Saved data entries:
Content starts
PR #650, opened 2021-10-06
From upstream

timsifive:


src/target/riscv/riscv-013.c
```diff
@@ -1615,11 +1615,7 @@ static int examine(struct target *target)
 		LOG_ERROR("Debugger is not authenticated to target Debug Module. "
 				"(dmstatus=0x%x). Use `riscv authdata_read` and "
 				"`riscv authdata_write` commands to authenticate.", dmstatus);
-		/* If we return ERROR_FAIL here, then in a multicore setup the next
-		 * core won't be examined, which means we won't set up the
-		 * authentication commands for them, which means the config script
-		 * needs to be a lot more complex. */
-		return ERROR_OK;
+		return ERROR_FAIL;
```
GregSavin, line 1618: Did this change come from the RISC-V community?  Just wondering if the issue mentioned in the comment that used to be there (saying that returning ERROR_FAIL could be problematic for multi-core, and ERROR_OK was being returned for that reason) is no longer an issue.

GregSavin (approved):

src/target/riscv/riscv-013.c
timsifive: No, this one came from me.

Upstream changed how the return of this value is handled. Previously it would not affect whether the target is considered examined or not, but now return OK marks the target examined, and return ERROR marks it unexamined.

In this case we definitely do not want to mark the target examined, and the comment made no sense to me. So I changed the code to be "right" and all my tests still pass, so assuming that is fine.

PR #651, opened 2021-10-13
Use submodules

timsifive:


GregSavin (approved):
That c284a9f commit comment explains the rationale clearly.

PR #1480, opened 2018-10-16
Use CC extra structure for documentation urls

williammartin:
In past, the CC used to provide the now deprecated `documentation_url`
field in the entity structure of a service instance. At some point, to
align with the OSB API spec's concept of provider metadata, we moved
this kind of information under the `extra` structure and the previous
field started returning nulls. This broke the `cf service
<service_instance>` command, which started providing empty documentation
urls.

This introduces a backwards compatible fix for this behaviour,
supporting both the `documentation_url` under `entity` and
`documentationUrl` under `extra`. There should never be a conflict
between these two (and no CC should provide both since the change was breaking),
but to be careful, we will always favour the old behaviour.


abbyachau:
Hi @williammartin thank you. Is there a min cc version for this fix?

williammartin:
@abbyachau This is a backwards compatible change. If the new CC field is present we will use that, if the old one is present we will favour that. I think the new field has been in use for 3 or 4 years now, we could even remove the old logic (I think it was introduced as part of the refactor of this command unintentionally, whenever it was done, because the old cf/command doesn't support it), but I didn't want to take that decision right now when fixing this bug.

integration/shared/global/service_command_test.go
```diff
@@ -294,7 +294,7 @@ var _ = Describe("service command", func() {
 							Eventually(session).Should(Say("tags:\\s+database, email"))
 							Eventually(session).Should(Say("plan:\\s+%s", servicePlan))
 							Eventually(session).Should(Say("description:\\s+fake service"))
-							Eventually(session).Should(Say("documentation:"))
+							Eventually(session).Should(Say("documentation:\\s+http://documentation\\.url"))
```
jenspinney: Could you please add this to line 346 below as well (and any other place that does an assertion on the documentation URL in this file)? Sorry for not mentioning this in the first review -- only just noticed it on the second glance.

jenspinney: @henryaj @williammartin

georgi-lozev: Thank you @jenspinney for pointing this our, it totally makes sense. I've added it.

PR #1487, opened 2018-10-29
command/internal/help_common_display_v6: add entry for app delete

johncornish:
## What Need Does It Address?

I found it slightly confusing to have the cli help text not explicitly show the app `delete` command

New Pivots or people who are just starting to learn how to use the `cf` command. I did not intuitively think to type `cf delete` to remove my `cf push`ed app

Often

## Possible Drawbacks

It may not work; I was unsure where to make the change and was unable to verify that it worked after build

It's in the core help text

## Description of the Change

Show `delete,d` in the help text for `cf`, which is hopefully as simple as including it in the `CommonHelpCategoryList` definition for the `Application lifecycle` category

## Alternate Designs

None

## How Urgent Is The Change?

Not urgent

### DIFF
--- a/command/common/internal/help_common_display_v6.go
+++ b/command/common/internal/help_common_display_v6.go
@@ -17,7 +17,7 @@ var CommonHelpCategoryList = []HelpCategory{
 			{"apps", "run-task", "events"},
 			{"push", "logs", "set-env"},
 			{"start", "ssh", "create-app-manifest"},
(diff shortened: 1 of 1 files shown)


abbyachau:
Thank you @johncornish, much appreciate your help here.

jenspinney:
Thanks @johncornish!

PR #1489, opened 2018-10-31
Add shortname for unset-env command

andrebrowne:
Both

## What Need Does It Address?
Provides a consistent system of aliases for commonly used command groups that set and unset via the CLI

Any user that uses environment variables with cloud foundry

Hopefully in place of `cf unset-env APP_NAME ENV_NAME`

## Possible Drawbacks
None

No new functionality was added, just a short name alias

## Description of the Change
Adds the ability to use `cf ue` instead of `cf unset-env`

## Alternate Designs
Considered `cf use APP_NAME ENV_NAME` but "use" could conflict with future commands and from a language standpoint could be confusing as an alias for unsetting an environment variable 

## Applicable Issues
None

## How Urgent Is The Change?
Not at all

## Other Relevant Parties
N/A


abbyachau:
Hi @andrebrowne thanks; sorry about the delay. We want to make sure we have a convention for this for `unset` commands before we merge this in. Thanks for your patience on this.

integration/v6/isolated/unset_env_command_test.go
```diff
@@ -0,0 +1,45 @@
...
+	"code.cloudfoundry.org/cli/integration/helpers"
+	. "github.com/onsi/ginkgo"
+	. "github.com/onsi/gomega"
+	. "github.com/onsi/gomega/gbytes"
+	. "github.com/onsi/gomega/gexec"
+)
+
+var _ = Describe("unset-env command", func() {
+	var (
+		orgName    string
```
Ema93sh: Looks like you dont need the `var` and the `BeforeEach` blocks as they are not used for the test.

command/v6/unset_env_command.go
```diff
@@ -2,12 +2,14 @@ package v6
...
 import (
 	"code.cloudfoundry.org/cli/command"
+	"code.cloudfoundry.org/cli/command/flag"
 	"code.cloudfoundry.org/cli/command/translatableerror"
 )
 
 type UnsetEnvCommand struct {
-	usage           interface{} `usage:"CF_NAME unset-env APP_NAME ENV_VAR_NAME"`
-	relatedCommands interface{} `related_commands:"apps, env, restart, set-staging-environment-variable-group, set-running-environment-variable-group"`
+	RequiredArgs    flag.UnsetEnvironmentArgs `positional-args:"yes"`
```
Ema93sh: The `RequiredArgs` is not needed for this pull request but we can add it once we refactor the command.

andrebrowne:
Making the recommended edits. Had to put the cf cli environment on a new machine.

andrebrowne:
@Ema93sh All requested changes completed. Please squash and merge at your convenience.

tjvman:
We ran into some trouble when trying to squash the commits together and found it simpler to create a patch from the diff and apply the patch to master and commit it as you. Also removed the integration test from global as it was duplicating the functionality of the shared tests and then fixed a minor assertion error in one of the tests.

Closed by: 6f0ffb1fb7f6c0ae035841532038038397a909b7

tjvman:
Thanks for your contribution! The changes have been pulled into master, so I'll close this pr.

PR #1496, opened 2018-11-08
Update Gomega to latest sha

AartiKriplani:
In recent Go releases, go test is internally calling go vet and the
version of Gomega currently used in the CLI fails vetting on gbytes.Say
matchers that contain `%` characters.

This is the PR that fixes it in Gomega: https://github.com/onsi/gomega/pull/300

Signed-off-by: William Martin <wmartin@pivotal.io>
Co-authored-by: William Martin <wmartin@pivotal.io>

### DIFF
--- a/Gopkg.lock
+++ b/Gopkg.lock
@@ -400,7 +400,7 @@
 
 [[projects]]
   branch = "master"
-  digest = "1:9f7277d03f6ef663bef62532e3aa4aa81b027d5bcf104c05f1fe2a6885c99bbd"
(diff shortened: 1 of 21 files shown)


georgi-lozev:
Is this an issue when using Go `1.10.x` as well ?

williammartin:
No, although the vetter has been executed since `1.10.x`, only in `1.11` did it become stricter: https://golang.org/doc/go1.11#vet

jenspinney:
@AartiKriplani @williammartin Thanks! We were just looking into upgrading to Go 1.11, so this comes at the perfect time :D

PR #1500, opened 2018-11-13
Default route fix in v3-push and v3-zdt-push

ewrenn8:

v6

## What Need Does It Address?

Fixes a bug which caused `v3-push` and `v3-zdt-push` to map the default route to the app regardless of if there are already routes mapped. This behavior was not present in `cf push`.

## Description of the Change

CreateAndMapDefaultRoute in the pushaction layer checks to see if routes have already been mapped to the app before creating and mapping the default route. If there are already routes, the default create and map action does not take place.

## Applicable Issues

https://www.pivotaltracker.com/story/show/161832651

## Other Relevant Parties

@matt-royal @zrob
Content ends
Task |
The first line of the entries, the line with "timsifive: No, this one came from me.", and every line between them should be retyped exactly, and nothing else.

Result of the exercise |
PR #650, opened 2021-10-06
From upstream

timsifive:


src/target/riscv/riscv-013.c
```diff
@@ -1615,11 +1615,7 @@ static int examine(struct target *target)
 		LOG_ERROR("Debugger is not authenticated to target Debug Module. "
 				"(dmstatus=0x%x). Use `riscv authdata_read` and "
 				"`riscv authdata_write` commands to authenticate.", dmstatus);
-		/* If we return ERROR_FAIL here, then in a multicore setup the next
-		 * core won't be examined, which means we won't set up the
-		 * authentication commands for them, which means the config script
-		 * needs to be a lot more complex. */
-		return ERROR_OK;
+		return ERROR_FAIL;
```
GregSavin, line 1618: Did this change come from the RISC-V community?  Just wondering if the issue mentioned in the comment that used to be there (saying that returning ERROR_FAIL could be problematic for multi-core, and ERROR_OK was being returned for that reason) is no longer an issue.

GregSavin (approved):

src/target/riscv/riscv-013.c
timsifive: No, this one came from me.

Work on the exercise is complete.